**What is needed**
Copy out, from the entries below, each line holding the string "enqueue".

**Entries provided**

PR #1235, opened 2026-03-30
fix(ai-chat): strip messageId from continuation start chunks (#1229)

### LINKED ISSUE #1229: ai-chat: tool continuation sends new messageId in start chunk, causing duplicate assistant message
## Problem

When a tool continuation stream starts after a client tool result, the server sends a `start` chunk with a **new `messageId`**. The AI SDK's `processUIMessageStream` sets `state.message.id = chunk.messageId`, which replaces the inherited assistant message ID. This causes the AI SDK's `write()` function to push a new message instead of replacing the existing one, resulting in a **temporary duplicate assistant message** visible to the user.

The duplicate gets cleaned up when `CF_AGENT_CHAT_MESSAGES` arrives with the correct server state, but it's visible during the continuation stream.

## Root Cause

In `_createToolContinuationStream` (react.js), raw chunks from the server are forwarded to the AI SDK without filtering:

```javascript
const chunk = JSON.parse(data.body);
controller.enqueue(chunk);  // start chunk has messageId that causes duplicate
```

The AI SDK then processes the `start` chunk:
```javascript
// ai/dist/index.js
case "start": {
    if (chunk.messageId != null) {
        state.message.id = chunk.messageId;  // overrides inherited ID
    }
    // ...
    write();  // pushMessage instead of replaceMessage
}
```

The `write()` function checks `activeResponse.state.message.id === this.lastMessage?.id`. Since the ID was just replaced, it doesn't match → `pushMessage` → duplicate.

## Steps to Reproduce

1. Create an agent with a client-side tool (e.g., `askUserClarification`)
2. Send a message that triggers the tool
3. Answer the tool's question
4. Observe: 2 assistant messages appear briefly during the continuation stream
5. When the stream finishes, `CF_AGENT_CHAT_MESSAGES` corrects it to 1 assistant message

## Workaround

Strip `messageId` from `start` chunks in `_createToolContinuationStream`:

```javascript
if (chunk.type === "start" && chunk.messageId != null) {
    const { messageId: _, ...rest } = chunk;
    controller.enqueue(rest);
} else {
    controller.enqueue(chunk);
}
```

This lets the AI SDK keep the inherited assistant message ID from `createStreamingUIMessageState`, which correctly reuses the existing assistant message.

## Environment

- `@cloudflare/ai-chat`: 0.3.0
- `ai`: 6.0.141
- `agents`: 0.8.7

whoiskatrin:
## Summary

When a tool continuation stream starts after a client tool result, the AI SDK emits a `start` chunk with a fresh `messageId`. On the client, `processUIMessageStream` uses this to override the assistant message ID, which causes the AI SDK's `write()` to push a new message instead of replacing the existing one — resulting in a brief duplicate assistant message.

The server already had a `!continuation` guard on its own message-building path (skipping `messageId` for its internal `message.id`), but was still forwarding the raw `messageId` to clients in the broadcast. This PR strips `messageId` from `start` chunks **server-side** in `_streamSSEReply` before both storage and broadcast, so all clients — not just `WebSocketChatTransport` — are protected.

### Changes

- **`packages/ai-chat/src/index.ts`** — In the chunk-rewriting section of `_streamSSEReply`, strip `messageId` from `start` chunks when `continuation` is true. This sits alongside the existing `finishReason → messageMetadata` transform. Updated the comment to document both transforms.
- **`packages/ai-chat/src/tests/worker.ts`** — Added `sseWithMessageId` body flag to `TestChatAgent` so it can return an SSE response with a `start` chunk containing `messageId` (simulating real `streamText` output).
- **`packages/ai-chat/src/tests/client-tools-continuation.test.ts`** — End-to-end test: triggers a tool-result auto-continuation with an SSE response, uses a second connection to passively observe broadcast chunks, and asserts that continuation `start` chunks have `messageId` stripped.
- **`.changeset/cool-oranges-drum.md`** — Patch changeset for `@cloudflare/ai-chat`.

Closes #1229

## Testing

```bash
npm run test:workers -- src/tests/client-tools-continuation.test.ts
```

---

<a href="https://app.devin.ai/review/cloudflare/agents/pull/1235" target="_blank">
  <picture>
    Open with Devin
  </picture>
</a>


threepointone:
Rewrote the approach in this PR — here's what changed and why:

**Moved the fix from client-side to server-side.** The original PR stripped `messageId` in `WebSocketChatTransport._createToolContinuationStream()` on the client. The new version strips it in `_streamSSEReply()` on the server, before both storage and broadcast. This is the right layer because:

- The server already knew `continuation=true` and was guarding its own `message.id` with `!continuation` at line 3260 — but was still forwarding the raw `messageId` to clients. That inconsistency was the actual bug.
- The server-side fix protects **all** clients (other transports, third-party consumers, different SDK versions), not just `WebSocketChatTransport`.
- Stored stream chunks (used for replay on reconnect) are also cleaned, avoiding the same duplicate on reconnection.

**Removed the client-side transport fix and its test** (`ws-chat-transport.ts`, `ws-transport-resume.test.ts`). No longer needed — the problematic `messageId` never reaches the client.

**Removed the React integration test** (`use-agent-chat.test.tsx`). It was testing a scenario that can't happen with the server-side fix.

**Rewrote the server-side test** to actually exercise the SSE code path. The original test used `TestChatAgent`'s default `text/plain` response, which goes through `_sendPlaintextReply` (no `start` chunks). The fix lives in `_streamSSEReply`. So the test was passing vacuously — the `for` loop over start chunks ran zero iterations. The new test:
- Adds an `sseWithMessageId` flag to `TestChatAgent` that returns an SSE response with `{ type: "start", messageId: "..." }`.
- Uses two connections (A triggers the tool result, B passively observes broadcasts) because the originating connection is excluded from live broadcasts via `_pendingResumeConnections` until it ACKs.
- Asserts `startChunks.length > 0` to prove the SSE path is actually exercised, then asserts `messageId` is absent.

**Task answer**
controller.enqueue(chunk);  // start chunk has messageId that causes duplicate
    controller.enqueue(rest);
    controller.enqueue(chunk);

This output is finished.